4) Garenhulders have scientific chemistry, know the chemical formula for rubber, and have successfully made a variety of plastics... But are inflexible that they are incapable of the leap "well, we've polymerized several dozen OTHER chemicals, why not polymerize this one too?"
...
My problem is, I'm losing my ability to comprehend how Garenhulder technology works, especially in the context of going medieval to Information Age in 300 years.
Except in the context of, say, large numbers of Garenhulder decision-makers being meat-puppeted by some mind control entity that causes them to make character-breaking innovative decisions. Just having saiyans introduce the relevant technologies so everyone else can see how beneficial and profitable they are wouldn't be enough, because the Garenhulders as described would be functionally incapable of engineering. In the same sense that a person cognitively incapable of understanding the concept of "turning" would be unable to drive a car.
I don't mean to be rude by saying this, I really don't. I just think that you may have played up the Garenhulders' anti-innovation to a point where it conflicts with their ability to maintain a technological civilization.
Why don't they take the step anyway? For greater independence, if nothing else? Somebody must have thought of it at some point. Because Garenhulders have a flinch response to new ideas, even within the same field. Apply engineering principles to this plot rather than that one? Not new; same principle. Figure out how to turn oil into rubber? Old materials, but new concept. One is refining and respecting the old. The other...to them, that feels dangerous.
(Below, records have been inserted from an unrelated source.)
PR #1067, opened 2021-07-25
Alchemical MD integration methods

j-proc:
## Description
This pull request adds an `alchemy` module to `hoomd.md` to enable molecular dynamics digital alchemy simulations.

## Motivation and context

AlchMD code has previously been private, following a significant recoding effort we prepare to release it to the public and support it as part of the HOOMD package.

## How has this been tested?

We added a suite of unit tests for the alchemy classes. I also attempted to reproduce the results of the square lattice toy system from the SI of the [original digital alchemy paper](https://pubs.acs.org/doi/10.1021/acsnano.5b04181). The results are consistent with those from the paper, in that the location of the second minimum in the LJGauss potential oscillates around ~1.4 in the validation tests. The original paper found a minimum in the alchemical potential around a value of 1.38. Exact quantitative agreement should not be expected between the validation tests and the paper: we use springs to tether the particles in place and measure the steady-state value of the alchemical parameter whereas the paper measures the constitutive relation between the value of the alchemical parameter and the alchemical potential and estimates the minimum using ocular detection.

## Change log

Add digital alchemy methods to molecular dynamics package in `hoomd.md.alchemy`

## TODO:

- [x] Move alchemy Python code to `hoomd.md.alchemy` package
- [x] Remove NVE alchemy.
- [x] Decide whether or not to support pickling
- [x] Review and revise API
- [x] Unit tests
- [x] Add unit tests for LJ gauss potential
- [x] Validate: square lattice from the original alchemy paper
- [x] Document that MPI and GPU are not supported
- [x] Document that normalized alchemy is only valid for single type systems with a single interaction
- [x] Add links to alchemy papers in sphinx docs
- [x] Document that alchemical methods cannot be pickled (but that the potentials can be)
- [x] Write/improve docstrings for sphinx
- [x] Write top-level alchemy documentation, including some theory
- [x] Revisit logging of param_dict values


hoomd/AlchemyData.h
```diff
@@ -0,0 +1,160 @@
...
+    Scalar2 mass
+        = make_scalar2(1.0, 1.0); // mass (x) and it's inverse (y) (don't have to recompute constantly)
+    Scalar mu = 0.;          //!< the alchemical potential of the particle
+    GlobalArray<Scalar> m_alchemical_derivatives; //!< Per particle alchemical forces
+    protected:
+    // the timestep the net force was computed and the netforce
+    std::pair<uint64_t, Scalar> m_timestepNetForce;
+    };
+
+class AlchemicalPairParticle : public AlchemicalMDParticle
```
j-proc, line 131: This is the only particle I'm actually using, however I'm trying to lay down some basic information that would be required for any alchemical method to potentially be used elsewhere when needed

hoomd/md/AlchemicalPotentialPair.h
```diff
@@ -0,0 +1,385 @@
...
+
+/*! \file AlchemicalPotentialPair.h
+    \brief Defines the template class for alchemical pair potentials
+*/
+
+#ifdef __HIPCC__
+#error This header cannot be compiled by nvcc
+#endif
+
+template<class evaluator> struct AlchemyPackage
```
j-proc, line 37: Holds all the alchemical information to pass throughout the force compute

hoomd/md/AlchemicalPotentialPair.h
```diff
@@ -0,0 +1,385 @@
...
+    // Extra steps to insert
+    inline AlchemyPackage<evaluator> pkgInitialize(const uint64_t& timestep) override;
+    inline void pkgPerNeighbor(const unsigned int& i,
+                               const unsigned int& j,
+                               const unsigned int& typei,
+                               const unsigned int& typej,
+                               const bool& in_rcut,
+                               evaluator& eval,
+                               AlchemyPackage<evaluator>&) override;
+    inline void pkgFinalize(AlchemyPackage<evaluator>&) override;
```
j-proc, line 163: The code to be injected at various points related to the alchemical information. Hopefully general enough it could be applied to other use cases if needed in the future. Unless it prevents a GPU implementation.

hoomd/md/AlchemicalPotentialPair.h
```diff
@@ -0,0 +1,385 @@
...
+        for (unsigned int j = 0; j < evaluator::num_alchemical_parameters; j++)
+            if (pkg.compute_mask[i][j])
+                {
+                if (m_normalized)
+                    m_alchemical_particles[j * m_alchemy_index.getNumElements() + i]->setNetForce(
+                        pkg.normalizationValues[i]);
+                else
+                    m_alchemical_particles[j * m_alchemy_index.getNumElements() + i]->setNetForce();
+                }
+    }
```
j-proc, line 362: This is mostly required for the way I implemented normalization (an important part of adding constraints for digital alchemy). It could likely be made a destructor method for the package instead.

hoomd/md/EvaluatorNormalizer.h
```diff
@@ -0,0 +1,26 @@
+// Maintainer: jproc
+#ifndef __PAIR_EVALUATOR_NORMALIZER_H__
+#define __PAIR_EVALUATOR_NORMALIZER_H__
+
+#include "hoomd/HOOMDMath.h"
+
+template<class evaluator> class Normalized : public evaluator
```
j-proc, line 7: After a lot of experimentation this was the way I went about applying a scalar normalization hopefully efficiently. It could alternatively be done by splitting into two perNeighbor calls (pre and post eval) but I decided this seemed cleaner.

hoomd/md/EvaluatorPairOPP.h
```diff
@@ -167,6 +170,30 @@ class EvaluatorPairOPP
...
+
+            alchemical_derivatives[0]
+                = -sin(params.k * alphas[0] * (r - Scalar(1.0)) + params.phi * alphas[1]) * params.k
+                  * (r - Scalar(1.0)) * r3inv;
+            alchemical_derivatives[1]
+                = -sin(params.k * alphas[0] * (r - Scalar(1.0)) + params.phi * alphas[1])
+                  * params.phi * r3inv;
+            }
+        }
+
```
j-proc, line 196: This code is remaining from an old implementation that only used k and phi as its params. It does not cover the current OPP methods and must be replaced.

hoomd/md/IntegratorTwoStep.cc
```diff
@@ -114,8 +114,11 @@ void IntegratorTwoStep::update(uint64_t timestep)
         m_prof->push("Integrate");
 
     // perform the second step of the integration on all groups
-    for (auto& method : m_methods)
+    // reversed for integrators so that the half steps will be performed symmetrically
+    // TODO: make sure this is valid for non-alchemical integrators
+    for (auto method_ptr = m_methods.rbegin(); method_ptr != m_methods.rend(); method_ptr++)
         {
+        auto method = (*method_ptr);
```
j-proc, line 121: This is probably the most concerning thing that I did. But is required for any method utilizing a Trotter factorization to separate timescales. Their halfsteps must be like bookends with the steps of the shorter timescale occurring between. This also means that our methods with this longer timescale must be first in the m_methods vector.

hoomd/md/PotentialPair.h
```diff
@@ -83,7 +83,8 @@
     now, that will be queried from the evaluator.
     \sa export_PotentialPair()
 */
-template<class evaluator> class PotentialPair : public ForceCompute
+template<class evaluator, typename extra_pkg = std::nullptr_t>
+class PotentialPair : public ForceCompute
```
j-proc, line 87: These are the minimum changes I felt were possible for the polymorphism/code injection I was attempting to achieve to make maintenance easier for such specialized pair interactions.

j-proc: A template parameter specifying the type of the information that will be created, utilized once per pair, and destroyed.

hoomd/md/pair/alch.py
```diff
@@ -0,0 +1,220 @@
...
+from hoomd.data.parameterdicts import TypeParameterDict
+from hoomd.data.typeconverter import SetOnce
+from hoomd.md.pair import pair
+
+# alternative access? hoomd.alch.md.pair would be nice to somehow link here
+# without making overly complicated
+# I just like alch(MD/MC) as alchemy specification aliases
+
+# TODO: remove this variable when the log names are finalized
+_api = ['value', 'mass', 'mu', 'avalue', 'amomentum', 'net_aforce', 'aforces']
```
j-proc, line 18: I'm simply leaving this here because I'm already using the code and if I need to modify analysis code in the future, this will be useful.

hoomd/md/pair/alch.py
```diff
@@ -0,0 +1,220 @@
...
+
+from hoomd.logging import log, Loggable
+from hoomd.operation import _HOOMDBaseObject
+from hoomd.data.parameterdicts import TypeParameterDict
+from hoomd.data.typeconverter import SetOnce
+from hoomd.md.pair import pair
+
+# alternative access? hoomd.alch.md.pair would be nice to somehow link here
+# without making overly complicated
+# I just like alch(MD/MC) as alchemy specification aliases
```
j-proc, line 15: I think we'd want to leave things in specialized locations unless something like `import hoomd.alch` was called to make easier access.

hoomd/md/pair/alch.py
```diff
@@ -0,0 +1,220 @@
...
+class LJGauss(pair.LJGauss, metaclass=_AlchemicalPairPotential):
+    _alchemical_parameters = ['epsilon', 'sigma2', 'r0']
+
+    def __init__(self,
+                 nlist,
+                 default_r_cut=None,
+                 default_r_on=0.0,
+                 mode='none'):
+        _AlchemicalMethods.__init__(self)
+        super().__init__(nlist, default_r_cut, default_r_on, mode)
```
j-proc, line 186: I attempted to keep this minimal because it will likely be repeated with little variation for any new alchemical pair potentials.

hoomd/md/pair/alch.py
```diff
@@ -0,0 +1,220 @@
...
+
+    def __new__(cls,
+                force: _AlchemicalPairPotential,
+                name: str = '',
+                typepair: tuple = None,
+                mass: float = 1.0):
+        typepair = tuple(sorted(typepair))
+        if (typepair, name) in force.alchemical_particles:
+            return force.alchemical_particles[typepair, name]
+        return super().__new__(cls)
```
j-proc, line 48: These objects are only defined relative to the pair potential they are in relation too. They're singletons in this regard. So here's a messy way to mask them that at least works. This doesn't allow delayed instantiation if the the force doesn't exist, but it doesn't have to be attached. Perhaps would be better to hide these methods?

hoomd/md/pair/alch.py
```diff
@@ -0,0 +1,220 @@
...
+    @log(default=False, requires_run=True, category='particle')
+    def aforces(self):
+        return self._cpp_obj.forces
+
+    @log(requires_run=True)
+    def net_aforce(self):
+        return self._cpp_obj.net_force()
+
+    def _enable(self):
+        self.force._cpp_obj.enableAlchemicalPairParticle(self._cpp_obj)
```
j-proc, line 116: This should only be called when we're adding the alchemical particle to an alchemostat method. And removing it should probably disable it and set the parameter value in the dict to it's current value. That hasn't been implemented yet however.

hoomd/md/pair/alch.py
```diff
@@ -0,0 +1,220 @@
...
+
+        def __setitem__(self, key, val):
+            raise NotImplementedError
+
+        def __contains__(self, key):
+            key = self._validate_and_split_alchem(key)
+            return key in self._dict.keys()
+
+        def keys(self):
+            return self._dict.keys()
```
j-proc, line 169: My somewhat convoluted attempt to make accessing/creating the AlchMDParticles of an alchemical pair potential easy.

j-proc:
```python
#some standard system setup...

# this part I have a decent v3 API for although I'm sure it could be improved
from hoomd.md.pair.alch import LJGauss
ljg=LJGauss(cell,default_r_cut=3.0)
ljg.params[('A','A')]=dict(epsilon=1., sigma2=0.02, r0=1.8)
integrator.forces.append(ljg)
ar0=ljg.alchemical_particles[('A','A'),'r0']

# The alchemostat methods are without a v3 api and have several oddities
sim.run(0) #make sure our system is attached for the next call
anvt = hoomd.md._md.TwoStepNVTAlchemy(sim.state._cpp_sys_def,hoomd.variant.Constant(1)) #variant is alchemical kT
#this must be first in the list, see hoomd/md/IntegratorTwoStep.cc changes
integrator.methods._list.insert(0,anvt)
integrator.methods._synced_list.insert(0,anvt)

anvt.setAlchemTimeFactor(10)
anvt.setNextAlchemicalTimestep(sim.timestep)
# this is the most important functionality, each alchemical particle should only be integrated by one alchemostat and 
# adding it should enable the particle, removing should disable and set the parameter value to the current value to 
# prevent unexpected behavior
ar0._enable()
anvt.addAlchemicalParticle(ar0._cpp_obj)

# continue as normal
sim.run(100)

```

hoomd/AlchemyData.h
```diff
@@ -0,0 +1,173 @@
...
+        : AlchemicalMDParticle(exec_conf), m_type_pair_param(type_pair_param) {};
+    int3 m_type_pair_param;
+    };
+
+inline void export_AlchemicalMDParticle(pybind11::module& m)
+    {
+    pybind11::class_<AlchemicalMDParticle, std::shared_ptr<AlchemicalMDParticle>>(
+        m,
+        "AlchemicalMDParticle")
+        .def_property("mass", &AlchemicalMDParticle::getMass, &AlchemicalMDParticle::setMass)
```
danevans09, line 157: Also define properties (possibly read-only) for the `force`, `typepair`, and `name` python properties. The `typepair` and `name` getter and setter methods should convert between integers and strings

hoomd/md/AlchemicalPotentialPair.h
joaander: I will rewrite as a subclass. I would prefer minimal code duplication in a subclass over unused template parameters for the majority of PotentialPair.

At this time, there are no plans for a GPU implementation.

hoomd/md/IntegratorTwoStep.cc
joaander: In MD, the methods operate on disjoint sets of particles. The order of method application does not change the results.

hoomd/md/pair/alch.py
joaander: We will move all alchemy related potentials and methods to a new `hoomd.md.alchemy` namespace.

hoomd/md/EvaluatorPairOPP.h
joaander: OPP is not exposed in Python, not used in publications (as far as I know), and would therefore require significant effort to enable. I am deleting this code for now, future work could enable this functionality when needed.

j-proc:
Sorry I haven't been available for this. I think the main thing to mention is that I think we probably shouldn't release the NVE alchemostat. While the equations of motion are what you'd expect, the idea of NVE is violated by the changing the the potential. I was experimenting with it with regards to normalization but I absolutely do not consider it production ready without a huge amount of warnings to the user.

I can strip it out unless either of you think it's better to leave it in or find it easier to do so yourself while you're poking around.

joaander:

To a chemist, figuring out how to turn oil into rubber isn't going to feel different from figuring out how to turn oil into any other plastic. And
that process isn't going to feel different from, say, learning that you can extract rare earth elements and make high-capacity electrical batteries out of them. Or that you can make paper out of wood pulp, given that paper is utterly unlike wood.
See, if you told me "Garenhulders have a flinch response to new ideas, but are comfortable with applications of old ideas," I would predict that they would have, say, all the plastics or
no plastics, great aircraft or
no aircraft, and so on. Because once someone introduces the idea of the airplane, they keep poking and refining it, but they'd never have invented it. They might have, say, very sophisticated turboprop planes but not a single hot-air balloon, depending on who suggested what. Then someone proves that jet engines work and they start refining
those, until they have hypersonic ramjet fighters or whatever... but haven't picked up comparatively easy, low-hanging fruit projects like weather satellites because orbital rocketry is "new."
The thing is, we've already established that they have an industrial civilization, which kind of places some constraints on which ideas they already have in their mental lexicon.
If somebody needed it badly enough — "the entire world is blockading us and we have run down every solution all the way down to declaring war, a war we are most certainly now losing" — then they'd risk it. But not before.
This does make Semdal incredibly powerful economically; thus why I mentioned that. It's also why Aramaia sees such advantage in making them a protectorate.
Also I made Garenhuld via random generation and Semdal came up as both tiny and sitting on vast wealth when I did.
See, I am
completely fine with this. My point isn't that Semdal shouldn't be tiny, spectacularly wealthy, and sitting on precious natural resources.
My point is that a natural rubber monopoly in a world where chemical engineers know how to make plastics and routinely produce them
en masse just isn't that valuable... While the oil monopoly you
also gave Semdal is ample to explain their geopolitical power, without even bothering to reference the problematic rubber monopoly.